EXERCISE DESCRIPTION:
Only a slice of the listing below is wanted. Retype the lines from the one containing "the update form" through the one containing "-151,6 +151,11 @@", exactly, both ends included.

ENTRIES PROVIDED:

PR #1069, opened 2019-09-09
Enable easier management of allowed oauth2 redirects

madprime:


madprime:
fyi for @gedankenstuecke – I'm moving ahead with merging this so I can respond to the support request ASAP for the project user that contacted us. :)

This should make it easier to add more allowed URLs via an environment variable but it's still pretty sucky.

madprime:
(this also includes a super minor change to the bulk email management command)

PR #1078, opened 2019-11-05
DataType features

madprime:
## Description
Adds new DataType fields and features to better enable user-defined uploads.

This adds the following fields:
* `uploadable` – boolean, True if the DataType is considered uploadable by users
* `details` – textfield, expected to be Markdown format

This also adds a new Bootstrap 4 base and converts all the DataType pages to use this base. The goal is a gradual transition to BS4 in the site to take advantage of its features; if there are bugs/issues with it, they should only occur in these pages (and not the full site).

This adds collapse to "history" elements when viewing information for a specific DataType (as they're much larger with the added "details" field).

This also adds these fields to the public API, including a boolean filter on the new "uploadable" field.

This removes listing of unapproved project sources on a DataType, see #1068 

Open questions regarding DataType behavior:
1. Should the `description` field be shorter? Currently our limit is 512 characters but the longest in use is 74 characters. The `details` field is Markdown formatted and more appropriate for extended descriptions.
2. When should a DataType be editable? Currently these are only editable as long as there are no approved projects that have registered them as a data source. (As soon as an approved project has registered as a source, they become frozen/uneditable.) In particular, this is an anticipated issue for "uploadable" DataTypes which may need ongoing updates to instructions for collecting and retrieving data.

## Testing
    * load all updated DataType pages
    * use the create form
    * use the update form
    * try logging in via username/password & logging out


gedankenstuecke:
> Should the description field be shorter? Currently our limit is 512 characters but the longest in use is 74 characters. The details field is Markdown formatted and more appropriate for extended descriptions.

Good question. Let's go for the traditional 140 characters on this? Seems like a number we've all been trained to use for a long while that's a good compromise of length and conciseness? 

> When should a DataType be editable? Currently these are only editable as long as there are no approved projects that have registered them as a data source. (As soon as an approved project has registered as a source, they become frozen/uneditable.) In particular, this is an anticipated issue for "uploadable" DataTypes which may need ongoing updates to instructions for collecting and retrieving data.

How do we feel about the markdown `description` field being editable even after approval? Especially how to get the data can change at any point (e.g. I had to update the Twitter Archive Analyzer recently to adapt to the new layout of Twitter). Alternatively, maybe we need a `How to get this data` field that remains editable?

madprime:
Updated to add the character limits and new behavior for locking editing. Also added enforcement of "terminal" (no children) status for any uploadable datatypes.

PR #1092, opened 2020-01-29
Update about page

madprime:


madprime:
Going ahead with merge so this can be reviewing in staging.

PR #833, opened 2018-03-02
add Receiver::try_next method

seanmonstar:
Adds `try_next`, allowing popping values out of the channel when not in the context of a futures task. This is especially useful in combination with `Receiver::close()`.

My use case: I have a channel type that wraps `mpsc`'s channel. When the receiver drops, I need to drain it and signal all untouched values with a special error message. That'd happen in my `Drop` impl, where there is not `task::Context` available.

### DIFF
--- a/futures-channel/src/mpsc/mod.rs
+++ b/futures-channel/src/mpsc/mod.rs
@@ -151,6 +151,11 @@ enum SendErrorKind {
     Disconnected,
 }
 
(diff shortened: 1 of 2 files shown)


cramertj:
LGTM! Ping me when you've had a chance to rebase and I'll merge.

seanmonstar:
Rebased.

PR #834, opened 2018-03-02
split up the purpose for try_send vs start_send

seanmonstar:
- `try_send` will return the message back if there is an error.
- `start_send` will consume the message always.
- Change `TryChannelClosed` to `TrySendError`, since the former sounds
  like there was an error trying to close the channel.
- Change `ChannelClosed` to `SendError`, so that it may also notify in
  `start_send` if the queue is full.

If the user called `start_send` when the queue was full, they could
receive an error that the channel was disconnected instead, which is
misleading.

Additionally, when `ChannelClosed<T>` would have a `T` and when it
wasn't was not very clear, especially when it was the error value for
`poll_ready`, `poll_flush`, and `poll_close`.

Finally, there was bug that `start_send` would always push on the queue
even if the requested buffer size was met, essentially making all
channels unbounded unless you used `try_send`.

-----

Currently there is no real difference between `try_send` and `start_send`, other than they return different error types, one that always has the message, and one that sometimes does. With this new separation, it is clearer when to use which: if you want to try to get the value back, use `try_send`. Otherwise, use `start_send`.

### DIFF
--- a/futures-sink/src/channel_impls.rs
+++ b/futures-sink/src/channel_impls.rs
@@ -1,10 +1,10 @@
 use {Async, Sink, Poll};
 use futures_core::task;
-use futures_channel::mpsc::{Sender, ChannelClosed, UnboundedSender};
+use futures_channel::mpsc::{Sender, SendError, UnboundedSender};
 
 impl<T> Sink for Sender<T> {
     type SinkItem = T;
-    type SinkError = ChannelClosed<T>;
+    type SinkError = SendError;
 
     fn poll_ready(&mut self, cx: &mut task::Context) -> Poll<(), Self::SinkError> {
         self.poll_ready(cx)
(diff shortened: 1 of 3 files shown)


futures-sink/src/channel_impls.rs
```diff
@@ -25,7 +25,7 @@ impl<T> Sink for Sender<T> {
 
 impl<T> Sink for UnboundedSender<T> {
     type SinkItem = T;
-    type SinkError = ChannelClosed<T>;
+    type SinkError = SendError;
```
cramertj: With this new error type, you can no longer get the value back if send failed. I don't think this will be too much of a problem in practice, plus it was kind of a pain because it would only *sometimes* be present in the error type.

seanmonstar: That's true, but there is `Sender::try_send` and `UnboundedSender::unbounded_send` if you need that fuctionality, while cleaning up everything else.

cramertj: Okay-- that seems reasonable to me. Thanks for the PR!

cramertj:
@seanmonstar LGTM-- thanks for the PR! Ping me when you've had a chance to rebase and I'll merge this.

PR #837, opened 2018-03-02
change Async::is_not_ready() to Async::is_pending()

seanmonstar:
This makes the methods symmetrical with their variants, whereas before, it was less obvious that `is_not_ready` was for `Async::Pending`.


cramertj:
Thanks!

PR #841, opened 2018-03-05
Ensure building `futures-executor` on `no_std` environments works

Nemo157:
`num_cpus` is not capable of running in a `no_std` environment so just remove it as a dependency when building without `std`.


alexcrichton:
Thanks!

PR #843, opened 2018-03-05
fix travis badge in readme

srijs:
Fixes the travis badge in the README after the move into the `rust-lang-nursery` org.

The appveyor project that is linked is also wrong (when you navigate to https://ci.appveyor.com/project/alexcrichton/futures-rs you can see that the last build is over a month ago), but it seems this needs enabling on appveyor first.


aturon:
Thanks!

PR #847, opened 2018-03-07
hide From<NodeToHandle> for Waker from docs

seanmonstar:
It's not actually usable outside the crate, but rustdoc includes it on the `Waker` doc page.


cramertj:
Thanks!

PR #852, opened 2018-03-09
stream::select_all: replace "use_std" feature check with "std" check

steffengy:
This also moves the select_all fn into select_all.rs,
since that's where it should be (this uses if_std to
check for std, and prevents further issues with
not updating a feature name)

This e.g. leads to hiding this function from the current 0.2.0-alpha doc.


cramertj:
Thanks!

WRITTEN SOLUTION:
    * use the update form
    * try logging in via username/password & logging out


gedankenstuecke:
> Should the description field be shorter? Currently our limit is 512 characters but the longest in use is 74 characters. The details field is Markdown formatted and more appropriate for extended descriptions.

Good question. Let's go for the traditional 140 characters on this? Seems like a number we've all been trained to use for a long while that's a good compromise of length and conciseness? 

> When should a DataType be editable? Currently these are only editable as long as there are no approved projects that have registered them as a data source. (As soon as an approved project has registered as a source, they become frozen/uneditable.) In particular, this is an anticipated issue for "uploadable" DataTypes which may need ongoing updates to instructions for collecting and retrieving data.

How do we feel about the markdown `description` field being editable even after approval? Especially how to get the data can change at any point (e.g. I had to update the Twitter Archive Analyzer recently to adapt to the new layout of Twitter). Alternatively, maybe we need a `How to get this data` field that remains editable?

madprime:
Updated to add the character limits and new behavior for locking editing. Also added enforcement of "terminal" (no children) status for any uploadable datatypes.

PR #1092, opened 2020-01-29
Update about page

madprime:


madprime:
Going ahead with merge so this can be reviewing in staging.

PR #833, opened 2018-03-02
add Receiver::try_next method

seanmonstar:
Adds `try_next`, allowing popping values out of the channel when not in the context of a futures task. This is especially useful in combination with `Receiver::close()`.

My use case: I have a channel type that wraps `mpsc`'s channel. When the receiver drops, I need to drain it and signal all untouched values with a special error message. That'd happen in my `Drop` impl, where there is not `task::Context` available.

### DIFF
--- a/futures-channel/src/mpsc/mod.rs
+++ b/futures-channel/src/mpsc/mod.rs
@@ -151,6 +151,11 @@ enum SendErrorKind {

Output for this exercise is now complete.